Supplied data Start Marker
PR #25, opened 2020-02-27
SEP 19: Run salt-master as non-root user (unprivileged)

harmv:
as suggested in https://github.com/saltstack/salt/issues/55886  created a SEP for this issue.

### DIFF
--- a/0019-master-non-root.md
+++ b/0019-master-non-root.md
@@ -1,7 +1,7 @@
 - Feature Name: [security] run salt-master non-root by default
 - Start Date: 2020-02-28
 - SEP Status: Draft
-- SEP PR: (leave this empty)
+- SEP PR: 25
 - Salt Issue: (leave this empty)
 
 # Summary
--- a/master-non-root.md
+++ b/master-non-root.md
@@ -1,0 +1,58 @@
+- Feature Name: [security] run salt-master non-root by default
+- Start Date: 2020-02-28
+- SEP Status: Draft
+- SEP PR: (leave this empty)
+- Salt Issue: (leave this empty)
+
+# Summary
+[summary]: #summary
+
+Running any server application, typically accessible via the internet, as root user is a security risk.
+Bugs _do_ happen, in any application.   Apps should run with as little rights as possible.
+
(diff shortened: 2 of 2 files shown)


waynew:
This is SEP 19, feel free to update your PR 👍

thatch45:
I completely agree with you that this should be fixed. But this SEP does not present a viable solution or a way to solve this issue. A SEP needs to evaluate what the blockers are to implement and present a path forward on how to resolve it.

This SEP is also abusive in the language used and should be presented in a more professional way.

thatch45:
The main blocker right now is the configuration loading system, it statically looks for files that are only available to root. We should evaluate how that can either be fixed or if Salt's configuration loading system should be extracted from Salt or replaced so that we can create a re-usable system to bypass these issues.

The POP configuration system is designed to fix this problem and can be a source of consideration or could be enhanced so that it could be used and the configuration loading code could be simplified.

waynew:
@harmv are you planning to update the text of your SEP with the feedback from Tom?

harmv:
> @harmv are you planning to update the text of your SEP with the feedback from Tom?

I've updated the SEP with both remarks from Tom.

waynew:
@harmv Thanks for updating this SEP. We've had some internal discussion on this and we absolutely support the fundamental idea (being able to run salt-master as non-root) - but there are a number of questions that are unasked and unanswered by the SEP in it's current form.

If you are willing to drive this SEP to completion, we'd like to have at least a few discussions about the broader implications behind this. We're planning to at least discuss it in a Community Open Hour, though we're also expecting to have a few more discussions. The change is definitely non-trivial. Is this something that you're interested in, or would you like to have someone else take over?

The-Loeki:
As longtime salt user I'd love for this SEP to 'pass' ;) so I took a stab at furthering the discussion a bit.
Shall I submit a new PR for https://github.com/The-Loeki/salt-enhancement-proposals/blob/SEP-19/0019-master-non-root.md ?

waynew:
@The-Loeki yeah, I think if you're willing to take on the reins, that would be 👍

waynew:
@The-Loeki when you open your PR, if @harmv doesn't have any objections, you can just open it as SEP 19 again. For now I'll go ahead and close this PR.

PR #26, opened 2020-04-02
SEP 20: Add python version support SEP

Ch3LL:
SEP to update python version support policy for Salt.


0000-py-version-support.md
```diff
@@ -0,0 +1,244 @@
...
+Fedora releases a new version every 6 months and supports these releases for approximately 13 months
+. Our current support mirrors that of the upstream and they are currently supporting Fedora 30, 31 and
+32. They do not have current EOL dates for these releases yet here:
+https://endoflife.software/operating-systems/linux/fedora
+
+|     OS     |    End of Life              |  Default Python |
+|------------|-----------------------------|-----------------|
+|     30     |    TBD (possibly june 2020) |      3.7        |
+|     31     |    TBD (possibly oct 2020)  |      3.7        |
+|     32     |    TBD (possibly apr 2020)  |      3.8        |
```
myii, line 118: may 2021

0000-py-version-support.md
```diff
@@ -0,0 +1,244 @@
...
+|     Debian 9      |    June 2022     |  2.7, 3.5  |
+|     Debian 10      |    June 2024    |  2.7, 3.7  |
+
+Based on this chart above all of these Operating Systems will or already have conflicted with
+the Python's End of Life Support dates. We will need to include Python in our packages for these
+Operating Systems especially at any given time when their default Python version is considered
+End of Life. This does impact users who would want to pip install Salt. They will need to install
+a newer version of Python before they can install Salt.
+
+Other Reasonable-Effor Support Linux
```
myii, line 153: Effort

myii:
Thanks, a tough issue covered well.

0000-py-version-support.md
```diff
@@ -0,0 +1,244 @@
...
+detail how we will support Python versions going forward. This policy change is to align Salt Releases
+with Python's End of Life schedule.
+
+# Motivation
+[motivation]: #motivation
+
+Documentation and Communication
+-------------------------------
+One of the motivating factors around this policy change is to make it more clear what our Python
+version support is for each Salt releases. If it is clearly defined, then packagers, community members,
```
twangboy, line 20: ... is to clarify our Python version support for each Salt release.

0000-py-version-support.md
```diff
@@ -0,0 +1,244 @@
...
+Python version may drop in that Salt version. This will need to be clearly communicated beforehand
+with the community.
+
+How will this impact the Sodium release?
+----------------------------------------
+Because Python 3.4 became End Of Life on 2019-03-18, we will only support Python versions >= 3.5
+
+How does this impact all supported Operating Systems
+----------------------------------------------------
+The details below will include the impact for our supported operating systmes included here
```
twangboy, line 69: systems

0000-py-version-support.md
```diff
@@ -0,0 +1,244 @@
...
+
+AIX/Solaris
+-----------
+AIX/Solaris are Enterprise packages and will use salt-bin for their packaging mechanism,
+so they will include the correct Python version.
+
+Windows
+-------
+Python does not come pre-installed on Windows operating systems. We have always included
+the Python binary in the package and will include to do that going forward. If someone
```
twangboy, line 82: ... and will continue to do that ...

twangboy: Though, it is my understanding that we will be using pop-build even on Windows, though the effect is still the same, that we are bundling python

0000-py-version-support.md
```diff
@@ -0,0 +1,244 @@
...
+wants to pip install Salt onto windows they will need to install a supported Python version
+first, just as they always have. In the case for the Sodium release this will mean they
+will need to install Python >=3.5
+
+OSX
+---
+Apple does not clearly state when their operating systems become End of Life, but they do
+always support the three latest versions of OSX. We can estimate these End of Life on some of the
+operating systems based on when the latest ones released. The dates included in the table
```
twangboy, line 91: ... latest one is released ...

0000-py-version-support.md
```diff
@@ -0,0 +1,244 @@
...
+below are not confirmed by Apple and are estimates to help determine how this policy will
+affect macosx.
```
twangboy, line 93: Mac OSX.

0000-py-version-support.md
```diff
@@ -0,0 +1,244 @@
...
+
+We have always included the Python binary with the mac packages, so that will not change for
+users that use the mac Python packages. Starting with the Sodium release we will no longer
+support Python 2.7, so if users install Salt on OSX using pip or any other means they will
+need to install Python >= 3.5.
+
+Fedora
+------
+Fedora releases a new version every 6 months and supports these releases for approximately 13 months
+. Our current support mirrors that of the upstream and they are currently supporting Fedora 30, 31 and
```
twangboy, line 110: Is there a space before the period here?

0000-py-version-support.md
```diff
@@ -0,0 +1,244 @@
...
+|     Rhel 7 |    30 Jun 2024      |      2.7       |
+|     Rhel 8 |    05 May 2029      |      None      |
+|     Ubuntu 16.04  |    April 2021    |    2.7/3.5 |
+|     Ubuntu 18.04  |    April 2023    |    3.6     |
+|     Ubuntu 20.04  |    2030          |    3.8     |
+|     Debian 8      |    30 June 2020  |  2.7, 3.4  |
+|     Debian 9      |    June 2022     |  2.7, 3.5  |
+|     Debian 10      |    June 2024    |  2.7, 3.7  |
+
+Based on this chart above all of these Operating Systems will or already have conflicted with
```
twangboy, line 147: Based on the chart above...

0000-py-version-support.md
```diff
@@ -0,0 +1,244 @@
...
+the Python's End of Life Support dates. We will need to include Python in our packages for these
```
twangboy, line 148: ... have conflicted with Python's End of ...

0000-py-version-support.md
```diff
@@ -0,0 +1,244 @@
...
+and the requirements defined in our requirements directory. Once these were installed I ran
+this tool https://pypi.org/project/checkmyreqs/ against all installed Python libraries. This brought to light
+the following libraries that will not support Python 3, which will impact some Salt components:
+
+ - pycassa (salt/modules/cassandra.py, salt/returners/cassandra_return.py)
+ - vbox (salt/modules/vbox_guest.py, salt/modules/vbox_guest.py,
+         salt/modules/vboxmanage.py, salt/utils/virtualbox.py,
+         salt/cloud/clouds/virtualbox.py)
+
+Both of these projects have not had commits recently added to the project in years. This will need to be documented
```
twangboy, line 191: have not had commits added to the project in years.

0000-py-version-support.md
```diff
@@ -0,0 +1,244 @@
...
+of the lowest supported Python version. These contributors can look at Python's Release Notes for
+details around what is added into a release or removed. For example for Python 3.6
+https://docs.Python.org/3/whatsnew/3.6.html outlines some of the changes and removals added to this version.
+
+Salt User
+---------
+If a Salt user is using the packages from https://repo.saltstack.com they will not be affected
+as the Python binary will be included in the package. If they are pip installing the package and
+their operating system Python version is an End of Life Python version they will need to upgrade
+they're Python version before being able to pip install Salt.
```
twangboy, line 215: their

0000-py-version-support.md
```diff
@@ -0,0 +1,244 @@
...
+
+Users creating their own packages
+---------------------------------
+If a user creates their own packages they will only be impacted if they are packaging for an operating
+system that includes an End of Life Python Version. They would need to either create their packages using
+salt-bin or include a supported version of Python in their packages.
+
+When will this happen
```
twangboy, line 223: Do we need a question mark here?

0000-py-version-support.md
```diff
@@ -0,0 +1,244 @@
...
+---------------------
+This Python Version Support change will go into affect as soon as its approved, but will first impact
```
twangboy, line 225: ...as soon as it is approved...

twangboy: or `it's`

0000-py-version-support.md
max-arnold: s/Linux/Operating Systems/

(FreeBSD and SmartOS aren't Linuxes)

sblaisot:
As a salt user, I would expect a PEP named "Python Version Support" to not only cover python version deprecation and how salt stop supporting those versions but also what's saltstack goal in supporting newer python versions and how the core team is organized to reach this goal.

This is especially important when dealing with new OS/distribution versions that come with new python version packaged like we see at the moment with python 3.8 and the capacity of salt to handle this new OS/distribution versions.

0000-py-version-support.md
OrangeDog: Actually, it's macOS now.

0000-py-version-support.md
```diff
@@ -0,0 +1,244 @@
...
+for that operating system.
+
+Including Python in Packages
+----------------------------
+Another motivating factor to make this policy change is our shift to including Python in our
+packages. For the Sodium release we will be using salt-bin (https://github.com/saltstack/salt-bin) to
+package for our Fully Supported Platforms.
+(http://get.saltstack.com/rs/304-PHQ-615/images/SaltStack-Supported-Operating-Systems.pdf)
+This will allow us to easily continue supporting operating systems that include End of Life Python
+versions by default by providing the Python binary in the Salt package included in a Salt release.
```
OrangeDog, line 37: What about when the OS doesn't have an old python? I want to use that, not bloat salt with its own version.
If the distribution doesn't provide its own newer python repo, it would be better to at least package python separately (or use official python repos) than to include it in the salt package.

0000-py-version-support.md
```diff
@@ -0,0 +1,244 @@
...
+
+The design goal of this SEP is to define a clear policy around Salt's Python version support.
+This new policy defines only supporting major Python versions until they reach End of Life. You can see
+the current status of supported Python branches here https://devguide.Python.org/#status-of-Python-branches
+with the associated End Of Life date for each branch. You can also see details about Python versions that
+have already become End Of Life here: https://devguide.Python.org/devcycle/#end-of-life-branches.
+
+What if a Python version drops support relatively close to a Salt Release?
+--------------------------------------------------------------------------
+We may drop support for a Python version if the End of Life date lands relatively close to a Salt release.
```
aplanas, line 58: Dropping support for a Python version means that developers can now use new features available since the oldest supported version. If the release is close to a EOL of a Python version, there will be no time to add new features (and do mostly QA)

So I wonder if makes sense to still support this Python version, or communicate the drop very early on the release process.

0000-py-version-support.md
```diff
@@ -0,0 +1,244 @@
...
+|     30     |    TBD (possibly june 2020) |      3.7        |
+|     31     |    TBD (possibly oct 2020)  |      3.7        |
+|     32     |    TBD (possibly apr 2020)  |      3.8        |
+
+Based off of these dates and Python's End of Life dates, Fedora will not
+be of any concern with this change in policy. Fedora releases fairly regularly
+and includes the latest Python version. Both packages and pip installs
+will work against supported Fedora versions going forward.
+
+SLES/OpenSuse
```
aplanas, line 125: openSUSE

OrangeDog:
https://github.com/saltstack/salt-enhancement-proposals/pull/26#issuecomment-608255709
Especially as there are still states that don't yet work on py3.

0000-py-version-support.md
```diff
@@ -0,0 +1,244 @@
...
+
+
+What about dependencies?
+------------------------
+Before dropping an End of Life Python version we should have an idea beforehand if Salt's dependencies
+do not support a particular Python version with our testing suite. Currently our tests use the dependencies
+in the requirements directory in the main Salt project. This does of course mean that if we are not testing
+a module we would not have this information beforehand. We are now requiring tests to be added
+for PRs so this will help ensure this is caught for those modules, but there are still some modules that do
+not have tests currently.
```
aplanas, line 179: should this not be addressed when a change of library version in the requirements.txt goes to the CI under the minimal Python version supported?

0000-py-version-support.md
```diff
@@ -0,0 +1,244 @@
...
+dependency is updated to the appropriate Python version.
+
+## Who is Affected
+
+Salt Contributors
+-----------------
+When a Python Version is dropped any contributions will need to ensure they align with the syntax
+of the lowest supported Python version. These contributors can look at Python's Release Notes for
+details around what is added into a release or removed. For example for Python 3.6
+https://docs.Python.org/3/whatsnew/3.6.html outlines some of the changes and removals added to this version.
```
aplanas, line 208: Good point. If a module in salt does not work on the minimal supported version, do we have a policy in place to drop those modules?

OrangeDog: Until Python 4, there shouldn't be any breaking changes. Even if there was, the module should be fixed, not dropped.

0000-py-version-support.md
```diff
@@ -0,0 +1,244 @@
...
+How does this impact all supported Operating Systems
+----------------------------------------------------
+The details below will include the impact for our supported operating systmes included here
+and some future operating systems we will be supporting:
+http://get.saltstack.com/rs/304-PHQ-615/images/SaltStack-Supported-Operating-Systems.pdf
+
+
+AIX/Solaris
+-----------
+AIX/Solaris are Enterprise packages and will use salt-bin for their packaging mechanism,
```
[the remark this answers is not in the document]
waynew: Yes, @dmurphy18 has had great success using salt--bin. I don't think I've ever seen him so happy 😂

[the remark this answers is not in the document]
sjorge: Is @dmurphy18 doing anything specific to get zmq to compile? I gave salt-bin a whirl on smartos and omnios and it falls back to zmq==bundeled and then choces on missing linux headers.

0000-py-version-support.md
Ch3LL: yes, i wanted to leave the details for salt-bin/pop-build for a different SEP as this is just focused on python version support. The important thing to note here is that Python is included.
Supplied data End Marker
▸ Try it
Every line of the data above that includes "close" should be listed.

▸ Response for this exercise
@The-Loeki when you open your PR, if @harmv doesn't have any objections, you can just open it as SEP 19 again. For now I'll go ahead and close this PR.
+What if a Python version drops support relatively close to a Salt Release?
+We may drop support for a Python version if the End of Life date lands relatively close to a Salt release.
aplanas, line 58: Dropping support for a Python version means that developers can now use new features available since the oldest supported version. If the release is close to a EOL of a Python version, there will be no time to add new features (and do mostly QA)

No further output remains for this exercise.